Istanbul Institute of
Russian and Sovietic Studies
2nd Appendix to our article “Understanding the prodigy of Sergei Eisenstein”
Marie Seton relates the depression of Eisenstein to not being able to complete Sinclair’s project in Mexico. Marie Seton’s evaluation, however, expresses only some part of the truth – the part that is compatible with the Eisenstein myth she created, making it convenient to be told to the masses. The reason why Upton Sinclair stopped the project and fired Eisenstein was the exposure of Eisenstein’s relationship with his guide. This disclosure was the last drop. Upton’s wife, Marie Craig Sinclair got off at half-cock seeing Eisenstein’s bohemian life without being able to produce any piece of viewable film having spent months for burning thousands of meters of negatives.
The film Potemkin Battleship, shot in 1925, had not attracted any public interest in Russia. Although the film was the government’s order, it was not supported by the government: it was shown in a single cinema in Moscow and for only one week. It was then thrown to the stockroom. The reason why the government – despite it was its own order – did not support the film was the result of a serial of “bad” coincidences:
The draft scenario of the Shutko + Tretyakov duo was telling about the 1905 uprisings in many aspects. However, Eisenstein and his team did not read the script before beginning the shootings. They were therefore unaware of the scale of the scenario and had no plans for the organization of the shootings. They first came to Petrograd and began shooting the protests in front of the Winter Palace. But the weather suddenly changed getting freezy cold, so they postponed the filming there and they went to Odessa for filming the parts about the ship rebellion.

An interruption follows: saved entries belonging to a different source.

PR #6037, opened 2023-02-07
fix: update panic if model is not ptr

### LINKED ISSUE #5989: if model is not ptr when update record, be panic

black-06:
- [X] Do only one thing
- [X] Tested

fix #5989.
The same pull request is #5990.

### User Case Description

`DB.Model(Product5{}).Where("id", p.ID).Update("name", "update_name")`


callbacks/callmethod.go
```diff
@@ -17,6 +17,9 @@ func callMethod(db *gorm.DB, fc func(value interface{}, tx *gorm.DB) bool) {
 				db.Statement.CurDestIndex++
 			}
 		case reflect.Struct:
+			if !db.Statement.ReflectValue.CanAddr() {
+				db.Statement.ReflectValue = reflect.New(db.Statement.ReflectValue.Type()).Elem()
```
jinzhu, line 21: I think maybe better to raise an error?

a631807682, line 21: Modifying ReflectValue may produce unexpected results, there is no need to modify it here.
Actually I don't think it's necessary to implement it for not addressable model.

callbacks/callmethod.go
```diff
@@ -17,6 +17,9 @@ func callMethod(db *gorm.DB, fc func(value interface{}, tx *gorm.DB) bool) {
 				db.Statement.CurDestIndex++
```
a631807682, line 17: This problem also exists when the kind is `reflect.Array`

a631807682 (changes requested):

callbacks/callmethod.go
black-06: Do you mean that param of `Model()` method must be ptr?

black-06: just like #5990?
so we close this and merge 5990

a631807682: #5990 still has some issues, not re-reviewed since it hasn't been updated recently.

black-06: Updated

schema/utils.go
```diff
@@ -134,7 +134,11 @@ func GetIdentityFieldValuesMap(ctx context.Context, reflectValue reflect.Value,
 			elem := reflectValue.Index(i)
 			elemKey := elem.Interface()
 			if elem.Kind() != reflect.Ptr {
-				elemKey = elem.Addr().Interface()
+				if elem.CanAddr() {
+					elemKey = elem.Addr().Interface()
+				} else {
+					elemKey = elem.Interface()
```
a631807682, line 140: is it necessary?

a631807682 (approved):

callbacks/callmethod.go
```diff
@@ -13,11 +13,15 @@ func callMethod(db *gorm.DB, fc func(value interface{}, tx *gorm.DB) bool) {
 		case reflect.Slice, reflect.Array:
 			db.Statement.CurDestIndex = 0
 			for i := 0; i < db.Statement.ReflectValue.Len(); i++ {
-				fc(reflect.Indirect(db.Statement.ReflectValue.Index(i)).Addr().Interface(), tx)
+				if value := reflect.Indirect(db.Statement.ReflectValue.Index(i)); value.CanAddr() {
+					fc(value.Addr().Interface(), tx)
+				}
```
jinzhu, line 18: Should we raise an error if the value is not addressable? it should be ok to return an error in those cases would panic before.

black-06: `err = DB.Model(Product5{}).Where("id", p.ID).Update("name", "update_name_2").Error`

If so, this usage will raise an error, I'm not sure if it's good, it's up to you.

black-06: > `err = DB.Model(Product5{}).Where("id", p.ID).Update("name", "update_name_2").Error`
> 
> If so, this usage will raise an error, I'm not sure if it's good, it's up to you.

I thought I sent this message yesterday, but in fact it was pending.... 😨

callbacks/callmethod.go
```diff
@@ -15,12 +15,16 @@ func callMethod(db *gorm.DB, fc func(value interface{}, tx *gorm.DB) bool) {
 			for i := 0; i < db.Statement.ReflectValue.Len(); i++ {
 				if value := reflect.Indirect(db.Statement.ReflectValue.Index(i)); value.CanAddr() {
 					fc(value.Addr().Interface(), tx)
+				} else {
+					db.AddError(gorm.ErrInvalidValue)
```
a631807682, line 19: add `return` after `AddError`

black-06: done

Marie Seton‘s 550-page Eisenstein biography, which nine out of ten sentences consists of polished romanticised exaggerations on Eisenstein, writes that the script detailed in Odessa was the work of Eisenstein. All other sources however, falsifies Marie Seton, confirming that the latest version was written by the famous Soviet screenwriter Nina Agadzhanova Shutko. And it was only after shooting the sections on the ship uprising that the team had seen that this part was long enough to make a film and so they skipped other parts.
Then the authorities watched the film and seeing that the plot was mainly on the ship revolt, they stopped promoting the film. Because they feared that the film could recall the 1921 Kronstadt Rebellion.

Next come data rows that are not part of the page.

Issue #5801, opened 2022-10-22
Race when concurrently appending m2m association when preloaded model


Mevaser:
## GORM Playground Link
https://github.com/go-gorm/playground/pull/534

## Description
I tried appending to a m2m association inside a concurrent goroutines and for some reason it appended only some of the data.
While creating a minimal code example to test this i narrowed it down to this: 
- When the model is fetched from the db(previously created) & the associations are preloaded(Preload(clause.Associations)), it fails.
- If any of this changes the test passes(note the comments in the code)

a631807682:
https://github.com/go-gorm/playground/pull/534/files#diff-79ce3229c13921b79b1175dcb211336aaf84dfd8edcf19c07698934d4fe70e5eR47

This error seems to be a race caused by `userCopy.Languages` even though each `userCopy` is different.
I haven't found the bug yet, but this way it can be avoided.
```diff
+ uuserCopy.Languages = nil
err := DB.Model(&userCopy).Association("Languages").Append(&languageCopy)
```

PR #6044, opened 2023-02-09
fix: association concurrently appending

black-06:
- [X] Do only one thing
- [X] Tested

Fix bug when association concurrently appending.

`Association` in each goroutine will modify the user.Languages by `reflect.Append`, which method grows the slice.
If it grows successfully,  languages will be a new slice, that's ok.
But If cap is enough, these goroutines will write the same slice, that's wrong.

If we only call `DB.FirstOrCreate(&user)`, user.Languages len is 0 and cap is 0, that's ok.
if we only call `DB.Preload("Languages").FirstOrCreate(&user)`, still len 0 and cap 0.
But we call `DB.FirstOrCreate(&user)` first, then `DB.Preload("Languages").FirstOrCreate(&user)`, user.Languages is len 0 and cap 10, this error will occur #5801

### User Case Description

```go
DB.FirstOrCreate(&user)
DB.Preload("Languages").FirstOrCreate(&user)

var wg sync.WaitGroup
for i := 0; i < count; i++ {
wg.Add(1)
go func(user User, language Language) {
	err := DB.Model(&user).Association("Languages").Append(&language)
	AssertEqual(t, err, nil)

	wg.Done()
}(user, languages[i])
}
wg.Wait()
```

### DIFF
--- a/tests/associations_many2many_test.go
+++ b/tests/associations_many2many_test.go
@@ -356,24 +356,29 @@ func TestDuplicateMany2ManyAssociation(t *testing.T) {
 }
 
 func TestConcurrentMany2ManyAssociation(t *testing.T) {
+	db, err := OpenTestConnection()
+	if err != nil {
+		t.Fatalf("open test connection failed, err: %+v", err)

With Mayakovsky‘s intervention, the negatives were then taken from the stockroom and sent to Berlin. Since the film was too awful to be shown in the West, the famous German director Piel Jutzi was commissioned to trim and reassemble the 45km negatives. He re-assembled a 1.7km viewable film. The premiere was held in Berlin in 1926 with the participation of celebrities of its time, statesmen and an international press campaign presenting the film as a great art masterpiece.
Through this Eisenstein phenomenon, which provides an excellent example of art-politics relationship, in order to figure out how this fabrication of “artwork” and “genius artist” works step by step, we have studied the western links of Sergei Eisenstein.

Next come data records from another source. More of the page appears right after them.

PR #6060, opened 2023-02-15
feat: disable prepare nested transaction

### LINKED ISSUE #6006: Create In Batches within transaction fails while using prepared statements
## GORM Playground Link

https://github.com/go-gorm/playground/pull/560

## Description

We would like to be able to execute a single transaction which creates a large number of table rows and then queries all the contents of that table to be returned. To do this we are using CreateInBatches within a Transaction call.

The issue occurs because we have PreparedStatement in the config set to true and the underlying driver, mysql in our case, does not allow for preparing SAVEPOINT statements

a631807682:
- [x] Do only one thing
- [x] Tested

close #6006

~~We still need to set it to true in the mysql driver.~~
<pre><code><del>config.DisablePrepareNestedTransaction = true</del>
</code></pre>
~~https://github.com/go-gorm/mysql/blob/master/mysql.go#L94~~

### DIFF
--- a/.gitignore
+++ b/.gitignore
@@ -5,4 +5,3 @@ _book
 .idea
 vendor
 .vscode
-.DS_Store
--- a/.gitignore
+++ b/.gitignore
@@ -5,3 +5,4 @@ _book
 .idea
 vendor
 .vscode
+.DS_Store
--- a/finisher_api.go
+++ b/finisher_api.go
@@ -619,7 +619,6 @@ func (db *DB) Transaction(fc func(tx *DB) error, opts ...*sql.TxOptions) (err er
 		// nested transaction
 		if !db.DisableNestedTransaction && (!db.PrepareStmt ||
 			(db.PrepareStmt && !db.DisablePrepareNestedTransaction)) {
-
 			err = db.SavePoint(fmt.Sprintf("sp%p", fc)).Error
 			if err != nil {
 				return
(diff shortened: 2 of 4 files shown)


jinzhu:
Save point doesn't make sense for prepare statement, maybe we can just disable it...

a631807682:
> Save point doesn't make sense for prepare statement, maybe we can just disable it...

In other databases we can still use [savepoint in prepare](https://github.com/go-gorm/gorm/pull/6060/files#diff-0b1bf88d8ee1e7902b6c9242f1d9afef7fa7525bc7cb2a2e3849f2d0f4cba247R65), it may be a breaking change if it is just disabled it.

jinzhu:
> > Save point doesn't make sense for prepare statement, maybe we can just disable it...
> 
> In other databases we can still use [savepoint in prepare](https://github.com/go-gorm/gorm/pull/6060/files#diff-0b1bf88d8ee1e7902b6c9242f1d9afef7fa7525bc7cb2a2e3849f2d0f4cba247R65), it may be a breaking change if it is just disabled it.

yes, but caching savepoint statements don't really make sense, it would even cause leaks...

a631807682:
> > > Save point doesn't make sense for prepare statement, maybe we can just disable it...
> > 
> > 
> > In other databases we can still use [savepoint in prepare](https://github.com/go-gorm/gorm/pull/6060/files#diff-0b1bf88d8ee1e7902b6c9242f1d9afef7fa7525bc7cb2a2e3849f2d0f4cba247R65), it may be a breaking change if it is just disabled it.
> 
> yes, but caching savepoint statements don't really make sense, it would even cause leaks...

You are right, but the user may set `PreparedStmt` in `gorm.Open`, they don't know that savepoint is not allowed (actually the database supports it), they may even use `tx.SavePoint` directly.
maybe better to raise an error?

The first leg of our research was to examine the correspondences of Jay Leyda, who is said to be the editor of Sergei Eisenstein (but in our opinion he did more than that, even the “ghost writing” of Eisenstein) and of his director in MoMA, Alfred H.Barr Sr.. For this purpose, we have collected from The Russian State Archive of Literature and Art (RGALI) at first hand, 16 fonds comprising 456 pages in total. This amount constitutes approximately 1/4th of the total documents about Jay Leyda and Alfred H.Barr Sr. that are made available in RGALI. Administrative rules limit the amount of documents that can be received from the Archive in a single visit. In our subsequent visits in upcoming months, we expect to reach all of the documents.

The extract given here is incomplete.